Robust feedforward compensation scheme with AC booster for high frequency low voltage buck DC–DC converters

Abstract

Today and in the future, high frequency low voltage DC---DC converters are an effective power-management solution for fast transient response and small profile in portable electronic systems. This paper presents a robust feedforward compensation scheme with AC booster. An ac amplifier is added in parallel with the main path to compensate the high-frequency gain reduction, which improves gain-bandwidth (GBW) product and slew rate significantly. This approach takes the multistage error amplifier (EA) as an element in the compensation circuit instead of using passive elements used in traditional proportional-plus-integral-and-derivative (PID) compensation circuits. The positive phase shift of left-half-phase (LHP) zeros caused by the feedforward path and ac boosting path in the multistage EA is used to cancel the negative phase shift by the resonant poles of the power stage of buck DC---DC converter in order to compensate the DC---DC converters.
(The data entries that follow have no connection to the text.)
Issue #626, opened 2019-11-13
Use one struct for holding stack.yaml data


Kamran64:
**Is your feature request related to a problem? Please describe.**
Across the repo, we have several different structs holding `stack.yaml` data - E.g. Within `stack_yaml_lint.go` and `stack_package.go` and possibly other places.

**Describe the solution you'd like**
Would it be possible to reuse one struct across the entire repo? cc @appsody/cli - Is this change easy enough/worth it?

Kamran64:
I think only the `stack_yaml_lint.go` and `stack_package.go` use it. I'll update the Linter code to use the struct from `stack_package`

Issue #625, opened 2019-11-13
Update the linter to check for valid templating values


Kamran64:
**Is your feature request related to a problem? Please describe.**
When the work done by: https://github.com/appsody/appsody/pull/528 goes in, we should consider updating the `stack.yaml` linter to check for valid key:value pairs. 

**Describe the solution you'd like**
Add a check to the linter, that templating is used. If not, warn the user (but don't error), to encourage more stack creators/contributors to utilise this capability within their stack. If they have added it here, we can validate that the keys and values specified are valid for the stack (@CameronMcWilliam - Is there a strict naming requirement for what keys should be set as?)

CameronMcWilliam:
Keys and values must be strings (for now) and keys must begin with an alphanumeric character.

PR #627, opened 2019-11-13
Update the linter to check for custom template variables and other misc fixes

Kamran64:
Fixes: https://github.com/appsody/appsody/issues/625
Fixes: https://github.com/appsody/appsody/issues/626

- Checks that custom templating variables have been used in the stack. If not, the user will be warned. If they have, and the the keys or values do not match an alphanumeric format, the Linter will throw an error.

- Removes the struct defined in the `stack_yaml_lint.go` to use the `stack_package.go` struct

- Removes the function to check for the default template. This has now been achieved by adding a field to the struct (which for some reason wasn't working previously!)

- Adds a function to `utils.go` to check the input meets the format for semver (And removes the existing version check function in the Linter)


kylegc:
@Kamran64 Please resolve the merge conflicts in this PR. Thanks

Kamran64:
@kylegc - Resolved :)

Kamran64:
Sorry @kylegc - I've just had to fix a few more merge conflicts since there's been a few changes to these files in the past week and my PR rewrites a couple of stuff. Should be ready for review now thanks.

BarDweller:
why are custom template values limited to alphanumeric regex? won't this break the planned version range value I'm using over in 517/529 (stacks repo prs)?

Kamran64:
Thanks @BarDweller - You're right. I just fixed this so that the check is only enforced on keys and not values.

PR #634, opened 2019-11-14
Unit tests for templating

CameronMcWilliam:
2 simple tests that use the new templating features of `stack package`.  I planl to add more to these in the future, but it would be good if we can get a couple tests in for this release just to demonstrate the new feature.


cmd/stack_package_test.go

A graphical loop-gain method is used to design the feedback compensation and analyze the closed-loop performances of the converter for the complexion arising from the presence of multiple poles of EA before crossover frequency in high frequency converters. The high gain, wide bandwidth, and high slew rate are achieved by the absence of traditional pole-splitting effect and the added ac booster. In addition, the design guidelines for this feedback compensation network realized by robust feedforward with AC booster compensation (RFACBC) scheme and multistage EA are established. When the proposed compensation networks were employed in 100 MHz buck DC---DC converter implemented in SMIC 0.18 μm CMOS process, the simulation results validate the feasibility and functionality of the RFACBC scheme and design guidelines. The closed-loop dc gain achieves over 60 dB with over 20 MHz GBW and 61° phase margin under wide range loads. Furthermore, the settling time is improved due to the advanced frequency compensation.